No total de jovens entrevistados 45,1% diz já ter sofrido violência psicológica, 44,6% controlo, 23,3 perseguição, 21,2 violência nas redes sociais, 14,9% violência sexual e 12,2% violência física. São números muito altos. "Com a exceção da violência física, nota-se maiores percentagens nos indicadores de vitimação entre jovens que se identificam com o género feminino, quando comparada com o género masculino."

Voltando ao estudo anterior, a discriminação pelo sexo é aquela em que há maior discrepância: entre as mulheres jovens, 34 % referem ter-se sentido discriminadas por serem mulheres, enquanto apenas 6 % dos homens jovens referem ter-se sentido discriminados por serem homens." Também "há mais mulheres do que homens a sentirem-se discriminadas tanto «pela idade» (17 % nelas face a 11 % neles) como «pela orientação sexual» (8 % nelas face a 5 % neles). Quando estas quatro situações são tidas em consideração de forma conjunta, conclui-se que há três vezes mais mulheres do que homens que se defrontaram com uma dupla ou tripla discriminação." O The New Times revelou que Lisa LaFlamme foi despedida da televisão, onde esteve décadas, porque deixou de pintar o cabelo, assumindo a sua melena branca, e lançou debates sobre sexismo e ageism pelo Canadá.

Restam poucas palavras que a evidência dos números não arrume. O feminismo é urgente porque, ao contrário de outras causas da desigualdade socialmente evidentes – o poder dos ricos ou dos brancos – parece que esta está a ser resolvida. Mas não. Veja-se o mundo muçulmano mais radical, se dúvidas houvesse. Apesar de alguns milagres do século XX, o machismo prevalece nas formas mais subtis e perniciosas, e as relações são o seu grande espelho e bandeira: diz-me como namoras, dir-te-ei quem és. As raparigas preferidas não são nem as mais inteligentes, nem as mais independentes, muito menos as mais ousadas, no sentido moderno da palavra. Helena Bonham Carter disse ao The Times que o colagénio não é a única forma de sexiness, quando "existe o carácter, a diversão, o mischief (uma espécie de travessura maliciosa) e o humor."

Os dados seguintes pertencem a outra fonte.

PR #1442, opened 2023-10-23
regenerate services

demoray:
ref: https://github.com/Azure/azure-rest-api-specs/commit/7c906b15744aaf7b782dfb82ccefcbef05cbf20b


services/mgmt/servicefabricmanagedclusters/autorust.toml
demoray, line 1: The only manual configuration was to ignore a preview tag for defining an object twice.

heaths (commented):
I don't think this is a sustainable model. We don't build SDKs for all services. Each SDK that we do generate is done so when the service is updated. If we keep updating all sources like this, there will always be differences from generators thus clients won't be stable. Perhaps it's moot since we're not a stable version (and won't be until official, at the very least), but perhaps we need to rethink when/how we regenerate.

demoray:
> I don't think this is a sustainable model. We don't build SDKs for all services. Each SDK that we do generate is done so when the service is updated. If we keep updating all sources like this, there will always be differences from generators thus clients won't be stable. Perhaps it's moot since we're not a stable version (and won't be until official, at the very least), but perhaps we need to rethink when/how we regenerate.

I agree this isn't sustainable as is.  The Go SDK [used this model for some time](https://github.com/Azure/azure-sdk-for-go/pulls?q=is%3Apr+%22Release+refresh+all+package%22+sort%3Aupdated-desc) and has since moved to the "sdk-release-request" model, which aligns to the idea you commented on, generating based on service update.

IMO, this is one of the multitude of things we will need to adjust to align to the SDK release process as part of the "becoming official" process.

heaths (approved):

Por isso, tenho para mim a máxima que diz: faz à tua volta o que queres ver no mundo. Só recusando os clichés femininos os conseguimos combater. Temos de deixar de ser sempre a sacrificada, a dependente, a produtora, a mais nova. As leis ajudam, mas a mentalidade triunfa. O amor-próprio e a independência de carácter, a inteligência e a personalidade descartam a manipulação que quer mandar ou a dependência que quer ser mandada. Não conseguem sequer fazer de conta. Mas a maioria das raparigas continua a posicionar-se, inconscientemente, num de dois pólos opostos e discriminatórios: as que cuidam e as que são cuidadas. Dá menos trabalho repetir padrões, claro, mas só assim se ganha asas e se isola quem tem a falta de tomates para nos levantar a mão. Mesmo que isso signifique o que se diz, que os homens têm medo das mulheres fortes, isso só é verdade para os que não valem a pena.